What is being asked:
Take the line that contains "- highlighting of field level errors" as the first line and the last line of the records as the end. Please set down everything in that range exactly.

Segment Open

PR #307, opened 2020-08-08
CEDS-2089 - improved date/time error display

SteveSugden:
Includes
- highlighting of field level errors
- link to first field (day) in case of invalid date

### DIFF
--- a/app/views/arrival_details.scala.html
+++ b/app/views/arrival_details.scala.html
@@ -37,8 +37,10 @@
 
 @(form: Form[ArrivalDetails], consignmentReferenceValue: String)(implicit request: Request[_], messages: Messages)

Segment Closed

Solution for this problem:
- highlighting of field level errors
- link to first field (day) in case of invalid date

### DIFF
--- a/app/views/arrival_details.scala.html
+++ b/app/views/arrival_details.scala.html
@@ -37,8 +37,10 @@
 
 @(form: Form[ArrivalDetails], consignmentReferenceValue: String)(implicit request: Request[_], messages: Messages)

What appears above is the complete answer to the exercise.